Given entries:
%%
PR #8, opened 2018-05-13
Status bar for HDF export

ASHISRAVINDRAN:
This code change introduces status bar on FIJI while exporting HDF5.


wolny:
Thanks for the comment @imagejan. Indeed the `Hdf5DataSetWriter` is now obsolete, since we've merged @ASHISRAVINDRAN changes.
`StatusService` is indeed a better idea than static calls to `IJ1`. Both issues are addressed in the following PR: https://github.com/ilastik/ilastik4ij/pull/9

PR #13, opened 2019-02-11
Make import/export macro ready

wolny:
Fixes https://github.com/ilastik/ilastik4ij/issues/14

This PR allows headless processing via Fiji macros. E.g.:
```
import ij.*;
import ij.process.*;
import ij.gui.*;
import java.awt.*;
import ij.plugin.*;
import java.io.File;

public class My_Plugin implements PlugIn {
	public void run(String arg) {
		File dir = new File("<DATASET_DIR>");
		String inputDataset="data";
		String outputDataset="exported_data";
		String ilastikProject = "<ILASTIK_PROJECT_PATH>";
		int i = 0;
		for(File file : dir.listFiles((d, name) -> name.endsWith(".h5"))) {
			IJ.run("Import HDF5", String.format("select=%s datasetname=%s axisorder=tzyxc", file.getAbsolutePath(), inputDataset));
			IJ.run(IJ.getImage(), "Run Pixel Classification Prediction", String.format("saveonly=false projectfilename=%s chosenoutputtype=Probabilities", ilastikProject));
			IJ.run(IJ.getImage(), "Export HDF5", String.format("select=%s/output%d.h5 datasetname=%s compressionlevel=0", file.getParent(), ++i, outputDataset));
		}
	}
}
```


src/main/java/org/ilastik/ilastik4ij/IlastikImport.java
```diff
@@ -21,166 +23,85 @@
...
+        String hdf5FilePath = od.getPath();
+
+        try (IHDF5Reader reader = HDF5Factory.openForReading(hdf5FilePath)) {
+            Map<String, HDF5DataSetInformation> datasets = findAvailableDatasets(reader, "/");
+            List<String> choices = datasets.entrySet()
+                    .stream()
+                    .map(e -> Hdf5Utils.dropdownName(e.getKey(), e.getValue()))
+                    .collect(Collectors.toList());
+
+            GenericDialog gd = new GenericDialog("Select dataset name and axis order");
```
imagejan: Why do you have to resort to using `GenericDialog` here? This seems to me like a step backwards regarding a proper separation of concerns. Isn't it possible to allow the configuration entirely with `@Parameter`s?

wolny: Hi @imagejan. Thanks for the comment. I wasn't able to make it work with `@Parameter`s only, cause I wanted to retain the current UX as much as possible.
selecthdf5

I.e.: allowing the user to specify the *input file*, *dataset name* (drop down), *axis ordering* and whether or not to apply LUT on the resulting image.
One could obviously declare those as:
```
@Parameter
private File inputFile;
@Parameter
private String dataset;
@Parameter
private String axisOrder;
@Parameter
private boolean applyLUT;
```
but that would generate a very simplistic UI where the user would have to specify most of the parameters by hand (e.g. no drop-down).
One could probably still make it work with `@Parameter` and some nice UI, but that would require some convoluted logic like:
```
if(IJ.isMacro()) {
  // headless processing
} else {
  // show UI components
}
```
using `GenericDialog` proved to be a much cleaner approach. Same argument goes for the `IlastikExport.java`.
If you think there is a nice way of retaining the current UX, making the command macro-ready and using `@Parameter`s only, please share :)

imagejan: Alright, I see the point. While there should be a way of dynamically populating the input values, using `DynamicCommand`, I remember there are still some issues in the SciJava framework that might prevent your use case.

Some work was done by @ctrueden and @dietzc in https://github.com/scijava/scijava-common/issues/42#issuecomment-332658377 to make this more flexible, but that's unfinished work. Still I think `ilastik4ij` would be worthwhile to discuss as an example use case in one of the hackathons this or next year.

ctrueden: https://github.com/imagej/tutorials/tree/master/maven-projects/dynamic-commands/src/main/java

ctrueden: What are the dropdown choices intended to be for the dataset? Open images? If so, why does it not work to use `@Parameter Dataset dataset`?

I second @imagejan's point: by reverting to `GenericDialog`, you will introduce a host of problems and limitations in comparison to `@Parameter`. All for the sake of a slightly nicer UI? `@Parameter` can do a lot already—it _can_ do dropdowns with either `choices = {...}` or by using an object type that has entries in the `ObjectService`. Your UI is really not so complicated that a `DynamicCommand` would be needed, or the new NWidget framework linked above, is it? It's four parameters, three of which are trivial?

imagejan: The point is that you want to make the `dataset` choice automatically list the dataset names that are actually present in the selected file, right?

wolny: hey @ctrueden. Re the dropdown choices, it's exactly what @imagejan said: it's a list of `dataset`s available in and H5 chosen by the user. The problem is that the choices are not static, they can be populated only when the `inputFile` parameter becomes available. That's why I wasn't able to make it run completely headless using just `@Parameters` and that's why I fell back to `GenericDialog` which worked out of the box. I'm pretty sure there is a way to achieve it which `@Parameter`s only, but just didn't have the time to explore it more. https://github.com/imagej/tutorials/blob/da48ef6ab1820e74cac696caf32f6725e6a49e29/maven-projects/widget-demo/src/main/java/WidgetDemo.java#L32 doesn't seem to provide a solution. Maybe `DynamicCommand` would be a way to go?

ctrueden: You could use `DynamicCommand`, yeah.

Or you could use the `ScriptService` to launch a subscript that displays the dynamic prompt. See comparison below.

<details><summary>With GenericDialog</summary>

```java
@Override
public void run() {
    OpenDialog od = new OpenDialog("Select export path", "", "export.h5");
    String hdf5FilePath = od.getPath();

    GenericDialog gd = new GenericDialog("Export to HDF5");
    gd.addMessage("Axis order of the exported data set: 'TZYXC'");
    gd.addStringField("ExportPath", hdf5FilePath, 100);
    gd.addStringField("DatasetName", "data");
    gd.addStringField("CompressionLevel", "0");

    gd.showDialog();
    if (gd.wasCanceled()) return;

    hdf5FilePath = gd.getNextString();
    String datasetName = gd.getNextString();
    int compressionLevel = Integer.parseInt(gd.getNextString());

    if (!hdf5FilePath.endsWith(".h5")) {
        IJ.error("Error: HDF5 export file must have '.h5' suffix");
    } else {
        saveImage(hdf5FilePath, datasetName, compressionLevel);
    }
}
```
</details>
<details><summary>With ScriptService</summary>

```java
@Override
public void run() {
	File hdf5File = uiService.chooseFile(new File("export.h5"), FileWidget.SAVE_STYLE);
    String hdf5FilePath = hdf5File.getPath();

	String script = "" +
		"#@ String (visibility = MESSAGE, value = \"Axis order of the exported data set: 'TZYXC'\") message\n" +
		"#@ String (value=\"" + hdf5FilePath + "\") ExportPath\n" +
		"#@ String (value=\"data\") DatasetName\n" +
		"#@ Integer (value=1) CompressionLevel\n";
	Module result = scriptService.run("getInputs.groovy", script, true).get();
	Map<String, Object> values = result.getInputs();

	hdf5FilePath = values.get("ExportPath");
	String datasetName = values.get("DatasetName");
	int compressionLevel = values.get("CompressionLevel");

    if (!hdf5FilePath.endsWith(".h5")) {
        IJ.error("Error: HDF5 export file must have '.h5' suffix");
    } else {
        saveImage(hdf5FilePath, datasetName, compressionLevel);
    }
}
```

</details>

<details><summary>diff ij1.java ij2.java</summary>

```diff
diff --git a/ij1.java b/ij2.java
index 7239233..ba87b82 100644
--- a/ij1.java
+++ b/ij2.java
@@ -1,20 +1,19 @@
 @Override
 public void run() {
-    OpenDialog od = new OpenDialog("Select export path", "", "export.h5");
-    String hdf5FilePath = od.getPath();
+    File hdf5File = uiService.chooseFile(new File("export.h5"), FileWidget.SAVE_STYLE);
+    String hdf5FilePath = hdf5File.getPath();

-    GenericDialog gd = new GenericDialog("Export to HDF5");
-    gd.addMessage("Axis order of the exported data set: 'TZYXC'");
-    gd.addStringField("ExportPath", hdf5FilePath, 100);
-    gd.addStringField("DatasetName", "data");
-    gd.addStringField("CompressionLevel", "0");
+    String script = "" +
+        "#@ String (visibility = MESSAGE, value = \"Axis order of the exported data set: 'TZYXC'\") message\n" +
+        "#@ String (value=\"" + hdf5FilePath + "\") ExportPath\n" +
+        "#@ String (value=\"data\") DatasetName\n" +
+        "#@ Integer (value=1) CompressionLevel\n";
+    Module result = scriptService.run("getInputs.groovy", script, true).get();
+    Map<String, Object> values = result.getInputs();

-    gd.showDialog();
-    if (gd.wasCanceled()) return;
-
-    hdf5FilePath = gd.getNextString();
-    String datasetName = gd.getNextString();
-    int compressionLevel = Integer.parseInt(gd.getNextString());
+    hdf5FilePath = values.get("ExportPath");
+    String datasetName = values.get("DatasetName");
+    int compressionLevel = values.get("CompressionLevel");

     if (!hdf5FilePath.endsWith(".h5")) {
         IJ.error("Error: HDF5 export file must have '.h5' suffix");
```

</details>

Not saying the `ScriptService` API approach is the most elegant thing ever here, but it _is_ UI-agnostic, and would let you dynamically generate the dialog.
%%
Task prompt:
Every line of the records in which the string "datasets" is found should be counted, and only the count returned.

Task response:
2